- _TASK DESCRIPTION_
Which lines of the records below contain the word "None"? Show each one.

--- RECORDS FOR THIS EXERCISE ---

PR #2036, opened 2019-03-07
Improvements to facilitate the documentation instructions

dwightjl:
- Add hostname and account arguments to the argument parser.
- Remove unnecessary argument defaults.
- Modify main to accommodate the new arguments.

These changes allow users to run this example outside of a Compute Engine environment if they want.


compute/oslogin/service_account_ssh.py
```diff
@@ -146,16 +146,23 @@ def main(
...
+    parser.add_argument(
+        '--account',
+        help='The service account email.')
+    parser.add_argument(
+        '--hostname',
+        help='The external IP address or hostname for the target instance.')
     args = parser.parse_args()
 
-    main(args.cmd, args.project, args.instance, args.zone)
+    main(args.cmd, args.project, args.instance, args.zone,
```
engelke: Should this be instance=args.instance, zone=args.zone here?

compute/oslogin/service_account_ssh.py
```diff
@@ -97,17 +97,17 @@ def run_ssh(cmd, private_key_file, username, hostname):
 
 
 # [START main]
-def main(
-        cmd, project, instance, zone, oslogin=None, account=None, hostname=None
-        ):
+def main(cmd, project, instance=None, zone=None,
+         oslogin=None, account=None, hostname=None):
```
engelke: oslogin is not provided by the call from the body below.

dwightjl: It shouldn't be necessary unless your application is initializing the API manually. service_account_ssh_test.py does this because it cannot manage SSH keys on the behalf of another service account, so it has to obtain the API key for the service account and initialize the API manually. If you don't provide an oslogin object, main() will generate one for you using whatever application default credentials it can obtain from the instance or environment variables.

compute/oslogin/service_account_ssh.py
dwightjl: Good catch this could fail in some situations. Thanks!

---

- _TASK OUTPUT_
-        cmd, project, instance, zone, oslogin=None, account=None, hostname=None
+def main(cmd, project, instance=None, zone=None,
+         oslogin=None, account=None, hostname=None):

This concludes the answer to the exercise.